Prof Terry, who was last week elected as the new chair of Universities Australia, the representative body for all universities in Australia, said it was important for women in leadership positions to be visible in the community.
She also felt International Women’s Day was a good day to not just take stock of achievements in gender equity, but also make goals moving forward.
Having joined Curtin University in 2014 following 24 years at the University of Queensland, Prof Terry is one of four female university vice-chancellors in Western Australia.
She said gender diversity was vital for the success of organisations of all sizes.
“We know having gender equity on boards and on major committees leads to better organisational outcomes and decision making,” Prof Terry said.
“There’s all sorts of positives that come from having cohorts of leaders that represent the population, and the population as we know is diverse.
“It doesn’t matter if it’s the leadership of the local P&C, sporting groups, local and state politics, Federal government, major organisations, not-for-profit.
“It’s essential our young people can see the people in leadership represent society in terms of diversity.”
While she admitted gender equality had come a long way, Prof Terry said International Women’s Day was a good day to simultaneously applaud progress and identity areas for improvement.

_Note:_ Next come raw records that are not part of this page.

PR #6571, opened 2025-05-21
Improve connectivity check in HNSW index

JojiiOfficial:
Improves connectivity checking for additional payload links in HNSW.
The changes:
 - [x] Skip connectivity measure for first payload index
 - [x] Improve BFS checking by going through the whole graph
 - [ ] Budget for checking instead of skipping first node.

### H&M Dataset
DEV:
  - Benchmark time: 4m9s
  - Mean precision: 0.99994 (vector-db-benchmark)
  - Precision in Qdrant UI: 0.945 +- 0.0766
  
PR:
  - Benchmark time: ~2m40s
  - Mean precision: 0.9928 (vector-db-benchmark)
  - Precision in Qdrant UI: 0.946 +- 0.0713

### arXiv titles

Dev:
  - Benchmark time: 16m7s
  - Mean precision: 0.999256 (vector-db-benchmark)
  - Precision in Qdrant UI: 0.989 ± 0.0313

PR:
  - Benchmark time: 14m30s
  - Mean precision 0.990795 (vector-db-benchmark)
  - Precision in Qdrant UI: 0.981 ± 0.0392


lib/segment/src/index/hnsw_index/graph_layers_builder.rs
```diff
@@ -82,85 +86,110 @@ impl GraphLayersBuilder {
...
+        loop {
+            // Points visited in the previous layer (Get used as entry point in the iteration over the next layer)
+            let mut previous_visited_points = vec![entry_point];
 
-        while let Some(current_point) = queue.pop() {
-            let links = self.links_layers[current_point as usize][layer].read();
+            // For each layer in HNSW...
+            for current_layer in (0..=entry_layer).rev() {
+                // Set entry points to visited points of previous layer.
+                if previous_visited_points.is_empty() {
```
generall, line 145: let's refactor to make sure `previous_visited_points` actually never shrinks, so we always use point as entry if we ever visited it on previous layers

generall (approved):

PR #6577, opened 2025-05-21
Switch to ENTRYPOINT instead of CMD

ii343hbka:
This way all the flags and arguments can be passed to entrypoint.sh#L21 just by docker run qdrant --example-flag arg


generall:
Hey @ii343hbka, thanks for the suggestion, but we unfortunately rely on existing variant in our infra, so we can't merge this at the moment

“It’s a very important day, it’s certainly something we celebrate each year at Curtin University,” she said, adding it was also a great opportunity for reflection.
“It is a time for us to come together to recognise why it’s such an important day to celebrate what’s been achieved, but also to articulate what else we’re going to do to remove the gaps that still remain.
“It’s a great opportunity to showcase what is happening but will also give us cause to reflect on what else we need to be doing as a large institution in WA.”